Zacualpa lagniappe: Doña Caty

Doña Catarina, or Doña Caty, was more than generous in opening her home to me, and trying her best to provide me with contacts for people who might talk with me about the various markers and memory sites. At first, she hadn't quite understood what I was after -- she thought that I wanted to talk with people about the war itself. It took a few minutes of conversation face to face -- not over the phone or via WhatsApp messages -- to explain that I was really interested in the representation of the war more than people's experiences of the traumas. 

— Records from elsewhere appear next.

PR #3990, opened 2021-11-30
fix: [botbuilder-core] TestAdapter throws unhandled promise rejection on error

alexrecuenco:
## Description
TestAdapter throws unhalded promise rejections on errors

- The testadapter should handle errors
- For that, TestFlow must implement the thenable implementation correctly

## Specific Changes

  - Implemented further the tenable on TestFlow to allow handling catch clauses correctly

## Testing

A test is added to verify the behavior change (If you run that test on main before this PR is merged, it fails)

#minor

### DIFF
--- a/libraries/botbuilder-core/tests/testAdapter.test.js
+++ b/libraries/botbuilder-core/tests/testAdapter.test.js
@@ -25,6 +25,41 @@ describe(`TestAdapter`, function () {
         await adapter.receiveActivity('test');
     });
 
+    it(`should reject on unhandled error.`, async function () {
+        const err = new Error('Intentional');
+        const adapter = new TestAdapter(() => {
+            throw err;
+        });
+        await assert.rejects(async () => {
+            await adapter.send('Message');
+        }, err);
+    });
+
+    it(`should call finally when no error happens`, async function () {
+        const adapter = new TestAdapter(async () => undefined);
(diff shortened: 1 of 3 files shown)


alexrecuenco:
Working around this bug on the testing framework is a bit painful currently, since we can't test that the application recovers correctly after unexpected errors.

libraries/botbuilder-core/tests/testAdapter.test.js
```diff
@@ -25,6 +25,41 @@ describe(`TestAdapter`, function () {
         await adapter.receiveActivity('test');
     });
 
+    it(`should reject on unhandled error.`, async function () {
+        const adapter = new TestAdapter((context) => {
```
joshgummersall, line 29: Slightly more strict assertion here, to ensure the proper error is propagated:

```typescript
const err = new Error('intentional');

const adapter = new TestAdapter(() => {
  throw err;
});

await assert.rejects(adapter.send(), err);
```

mrivera-ms (approved):
:shipit:

alexrecuenco:
Rebased again and pushed the api change as obtained running `yarn test:compat --local`

alexrecuenco:
Hmm. It seems that the api-extractor is changing the type of end-of-line. Any idea how to prevent that?

PR #4045, opened 2022-01-07
fix: CG security alert for axios 0.19.0, 0.21.1

BruceHaley:
Fixes #minor

## Description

As we spent time together over the two days I was in Zacualpa, she told me a little of her own story. She was a mother with young children when the army attacked. She wasn't living in the house she currently occupies but in an aldea. She fled with her children, and joined people who had also fled to (relative) safety in the mountains and forests. I don't know whether she was technically living in what were considered Comunidades del Pueblo en Resistencia (Communities of People in Resistance) -- that term usually refers to settlements that were established by people who had to flee as longer-term refuges. When I was in Nebaj, I talked to people who had lived in the CPRs for 14, 15 or 16 years. It wasn't entirely clear in our conversation exactly how long Doña Caty stayed in the mountains with a group of people -- it seems like several months at least, possibly longer. 

She told me that she had trained as a comadrona -- a midwife. So while she and her children were in hiding, she attended to pregnant women who were giving birth in the mountains, as well as women with young children, since there were no other medical people around. I hadn't known she was a midwife, and I don't think she attends births any more, as she is very occupied with her work as a leader and organizer. 

She had been active as a local leader in CCDA, the Comité Campesino para el Desarrollo del Altiplano, when I first met her in 2011, and also worked with victims of domestic violence. On one of the two mornings I was there, I came back to the house at midday to find her downstairs "sala" (it means both "hall" and "living room") filled to overflowing with women (and about 3 men) who were gathered for a regional meeting of CCDA. Although the meeting was entirely in K'iche', she invited me to come in and explained who I was. I asked her if I could have a moment to tell them about the human rights delegation that I had been part of in 2018, since part of our mission was to talk with members of CCDA about the threats and assassinations that members of the organization had experienced. She agreed; I spoke for just a couple of minutes and then she translated (or summarized) into K'iche' for me. After that everyone wanted to take a picture with me. There were too many to fit into a single frame inside the cramped room so we took a couple (one of which is above).